(Given records Opens)
PR #17205, opened 2023-09-05
Fix templates for Linux builds

moljac:
### Description of Change

In project templates changed `TargetFrameworks` Conditions, so the Linux builds are green out of the box.

### Issues Fixed

*   Open

    *  fixes #14088
    *  fixes #15929

* Closed

    *  fixes #16146

PR #18580, opened 2023-11-07
fix: maui template won't build on Linux

vaind:
### Description of Change

`dotnet new maui` created project won't build on Linux because there's no ios workload available.

### DIFF
--- a/src/Templates/src/templates/maui-mobile/MauiApp.1.csproj
+++ b/src/Templates/src/templates/maui-mobile/MauiApp.1.csproj
@@ -1,8 +1,9 @@
 ﻿<Project Sdk="Microsoft.NET.Sdk">
 
 	<PropertyGroup>
-		<TargetFrameworks>DOTNET_TFM-android;DOTNET_TFM-ios;DOTNET_TFM-maccatalyst</TargetFrameworks>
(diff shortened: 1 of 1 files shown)


Eilon:
Hi @vaind , there were some previous attempts at similar changes here: https://github.com/dotnet/maui/pull/16143, and here: https://github.com/dotnet/maui/pull/17205. Both of these were ultimately rejected because they don't address the core problem, which is that the template _should_ be buildable on Linux for those platforms.

The conclusion in those discussions is here: https://github.com/dotnet/maui/pull/16143#issuecomment-1638979417

So for now anyone blocked by this it's best to apply a change such as the one listed here to their project.

vaind:
Thx @Eilon. I didn't find these when creating the PR, otherwise I wouldn't create a duplicate, sorry.

On the other hand, it shows that this is a recurring issue and while I agree it would be better if it just worked on Linux, from my POV, the template shouldn't be created unbuildable on any of the supported platforms. Therefore, I believe this should be fixed in the template for the time being and roll back once there's support for building iOS on Linux.

jfversluis:
Appreciate the effort here, thank you! Our stance has not changed about this at this time.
(Given records Closes)
Problem to solve – Return the whole listing, word for word.

Task answer –
PR #17205, opened 2023-09-05
Fix templates for Linux builds

moljac:
### Description of Change

In project templates changed `TargetFrameworks` Conditions, so the Linux builds are green out of the box.

### Issues Fixed

*   Open

    *  fixes #14088
    *  fixes #15929

* Closed

    *  fixes #16146

PR #18580, opened 2023-11-07
fix: maui template won't build on Linux

vaind:
### Description of Change

`dotnet new maui` created project won't build on Linux because there's no ios workload available.

### DIFF
--- a/src/Templates/src/templates/maui-mobile/MauiApp.1.csproj
+++ b/src/Templates/src/templates/maui-mobile/MauiApp.1.csproj
@@ -1,8 +1,9 @@
 ﻿<Project Sdk="Microsoft.NET.Sdk">
 
 	<PropertyGroup>
-		<TargetFrameworks>DOTNET_TFM-android;DOTNET_TFM-ios;DOTNET_TFM-maccatalyst</TargetFrameworks>
(diff shortened: 1 of 1 files shown)


Eilon:
Hi @vaind , there were some previous attempts at similar changes here: https://github.com/dotnet/maui/pull/16143, and here: https://github.com/dotnet/maui/pull/17205. Both of these were ultimately rejected because they don't address the core problem, which is that the template _should_ be buildable on Linux for those platforms.

The conclusion in those discussions is here: https://github.com/dotnet/maui/pull/16143#issuecomment-1638979417

So for now anyone blocked by this it's best to apply a change such as the one listed here to their project.

vaind:
Thx @Eilon. I didn't find these when creating the PR, otherwise I wouldn't create a duplicate, sorry.

On the other hand, it shows that this is a recurring issue and while I agree it would be better if it just worked on Linux, from my POV, the template shouldn't be created unbuildable on any of the supported platforms. Therefore, I believe this should be fixed in the template for the time being and roll back once there's support for building iOS on Linux.

jfversluis:
Appreciate the effort here, thank you! Our stance has not changed about this at this time.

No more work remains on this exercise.